Count the lines in the records that hold the string "restModels". Only the number should be given.

■ ■ ■

PR #30, opened 2017-11-21
Login

jrichardBD:


package.json
```diff
@@ -14,7 +14,9 @@
   "dependencies": {
     "react": "^15.3.2",
     "react-dom": "^15.3.2",
-    "react-router-dom": "^4.2.0",
```
jrichardBD: We may not need these router dependencies, since we dont actually use Router's

src/main/java/com/blackducksoftware/integration/hub/alert/web/actions/ConfigActions.java
```diff
@@ -63,26 +64,68 @@ public boolean doesConfigExist(final Long id) {
...
             }
             return Collections.emptyList();
         }
         final List<D> databaseEntities = repository.findAll();
         final List<R> restModels = objectTransformer.databaseEntitiesToConfigRestModels(databaseEntities, configRestModelClass);
-        return restModels;
+        return maskRestModels(restModels);
+    }
+
+    public R maskRestModel(final R restModel) {
```
jrichardBD: This gets overridden if needed by the actions to hide fields. We could make this abstract and force all actions to implement, ideas?

src/main/java/com/blackducksoftware/integration/hub/alert/web/actions/ConfigActions.java
```diff
@@ -63,26 +64,68 @@ public boolean doesConfigExist(final Long id) {
...
+    public D updateNewConfigWithSavedConfig(final D newConfig, final String id) {
+        if (StringUtils.isNotBlank(id)) {
+            final Long longId = objectTransformer.stringToLong(id);
+            final D savedConfig = repository.findOne(longId);
+            return updateNewConfigWithSavedConfig(newConfig, savedConfig);
+        }
+        return newConfig;
+    }
+
+    public D updateNewConfigWithSavedConfig(final D newConfig, final D savedConfig) {
```
jrichardBD: This gets overridden if needed by the actions to use saved fields if the newConfig has empty "hidden" fields like passwords. We could make this abstract and force all actions to implement, ideas?

src/main/java/com/blackducksoftware/integration/hub/alert/web/AuthenticationHandler.java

■ ■ ■

*Result of this task*:
3